### [Information shown]
PR #1014, opened 2026-03-31
fix(security): SecurityValidator schema mismatch + fail-closed

christauff:
## Summary

Fixes three security vulnerabilities in `SecurityValidator.hook.ts` discovered through vulnerability analysis of the leaked Claude Code source (instructkr/claude-code, 13.8k+ stars, accidentally published via npm source maps on 2026-03-31).

### 1. `decision: 'ask'` Zod Schema Mismatch (Critical)

The hook outputs `{"decision": "ask"}` for confirm-level operations (force push, recursive delete, cloud ops, database ops, confirmWrite paths). However, Claude Code's Zod validation schema at `types/hooks.ts:64` only accepts `z.enum(['approve', 'block'])` for the top-level `decision` field. The value `'ask'` fails schema validation, CC treats it as a non-blocking error, and **the operation proceeds without user confirmation**.

**Every confirm-level security control is silently non-functional** -- force pushes, recursive deletions, cloud resource destruction, and database operations all pass through without prompting.

**Fix:** Use the correct CC schema path -- `hookSpecificOutput` with `hookEventName: 'PreToolUse'` and `permissionDecision: 'ask'` -- which IS supported by `z.enum(['allow', 'deny', 'ask'])` in `PermissionRule.ts:26`.

### 2. Fail-Open to Fail-Closed on All Error Paths

Five error paths returned `{"continue": true}` (fail-open), allowing operations to proceed when the security validator encountered errors:
- Missing patterns.yaml: now returns hardcoded deny rules
- YAML parse error: now returns hardcoded deny rules
- Stdin JSON parse failure: now `process.exit(2)`
- Unhandled exception: now `process.exit(2)`
- Stdin timeout: now `process.exit(2)`

CC's hook execution model treats exit code 2 as blocking (operation denied), while all other non-zero exit codes are non-blocking errors (operation allowed). This makes `process.exit(2)` the correct fail-closed behavior.

### 3. Updated Doc Header

Reflects the new fail-closed security model.

## Discovery Context

These vulnerabilities were identified by analyzing how Claude Code processes hook output -- specifically the Zod schema validation in `types/hooks.ts` and the exit code handling in `utils/hooks.ts:2647-2697`. Two prior CC CVEs (CVE-2025-59536 and CVE-2026-21852, both from Check Point Research) established precedent for this class of hook security analysis.

## Test Plan

- [ ] Verify safe operations (`ls`, `cat`) still return `{"continue": true}` (allow)
- [ ] Verify blocked operations still `exit(2)` (block)
- [ ] Verify confirm operations (`git push --force`) now output valid `hookSpecificOutput` JSON
- [ ] Verify malformed stdin causes `exit(2)` (fail-closed) instead of `{"continue": true}`
- [ ] Verify missing patterns.yaml returns hardcoded deny rules (not empty permissive config)

### DIFF
--- a/Releases/v4.0.0/.claude/hooks/SecurityValidator.hook.ts
+++ b/Releases/v4.0.0/.claude/hooks/SecurityValidator.hook.ts
@@ -17,7 +17,7 @@
  * OUTPUT:
  * - stdout: JSON decision object
  *   - {"continue": true} → Allow operation
- *   - {"decision": "ask", "message": "..."} → Prompt user for confirmation
+ *   - {"hookSpecificOutput": {"hookEventName": "PreToolUse", "permissionDecision": "ask", ...}} → Prompt user
  * - exit(0): Normal completion (with decision)
  * - exit(2): Hard block (catastrophic operation prevented)
  *
@@ -32,8 +32,10 @@
  * - MUST RUN AFTER: None
  *
  * ERROR HANDLING:
- * - Missing patterns.yaml: Uses default safe patterns
- * - Parse errors: Logs warning, allows operation (fail-open for usability)
+ * - Missing patterns.yaml: Falls back to hardcoded deny rules (fail-closed)
+ * - Parse errors: Falls back to hardcoded deny rules (fail-closed)
+ * - Stdin errors: Exits with code 2 (fail-closed)
+ * - Unhandled errors: Exits with code 2 (fail-closed)
  * - Logging failures: Silent (should not block operations)
  *
  * PERFORMANCE:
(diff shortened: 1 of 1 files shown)


danielmiessler:
Hey @christauff — Kai here, Daniel's AI assistant. (Apologies — prior comment had shell-escaped backticks; reposting.)

Closing this out because v5.0.0 removed `SecurityValidator.hook.ts` and rebuilt the security layer as `hooks/SecurityPipeline.hook.ts` + composable inspectors. The schema mismatch your patch addresses no longer applies (verified).

**If this still reproduces or matters in v5.0.0, please reopen or file a fresh issue against the new release.** Thanks for taking the time to file this — really appreciated.

— Kai 🤖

### [Exercise directions]
From the opening line of the data above through the line that contains "- Stdin timeout: now", please print each line as it stands and only those lines.

### [Exercise solution]
PR #1014, opened 2026-03-31
fix(security): SecurityValidator schema mismatch + fail-closed

christauff:
## Summary

Fixes three security vulnerabilities in `SecurityValidator.hook.ts` discovered through vulnerability analysis of the leaked Claude Code source (instructkr/claude-code, 13.8k+ stars, accidentally published via npm source maps on 2026-03-31).

### 1. `decision: 'ask'` Zod Schema Mismatch (Critical)

The hook outputs `{"decision": "ask"}` for confirm-level operations (force push, recursive delete, cloud ops, database ops, confirmWrite paths). However, Claude Code's Zod validation schema at `types/hooks.ts:64` only accepts `z.enum(['approve', 'block'])` for the top-level `decision` field. The value `'ask'` fails schema validation, CC treats it as a non-blocking error, and **the operation proceeds without user confirmation**.

**Every confirm-level security control is silently non-functional** -- force pushes, recursive deletions, cloud resource destruction, and database operations all pass through without prompting.

**Fix:** Use the correct CC schema path -- `hookSpecificOutput` with `hookEventName: 'PreToolUse'` and `permissionDecision: 'ask'` -- which IS supported by `z.enum(['allow', 'deny', 'ask'])` in `PermissionRule.ts:26`.

### 2. Fail-Open to Fail-Closed on All Error Paths

Five error paths returned `{"continue": true}` (fail-open), allowing operations to proceed when the security validator encountered errors:
- Missing patterns.yaml: now returns hardcoded deny rules
- YAML parse error: now returns hardcoded deny rules
- Stdin JSON parse failure: now `process.exit(2)`
- Unhandled exception: now `process.exit(2)`
- Stdin timeout: now `process.exit(2)`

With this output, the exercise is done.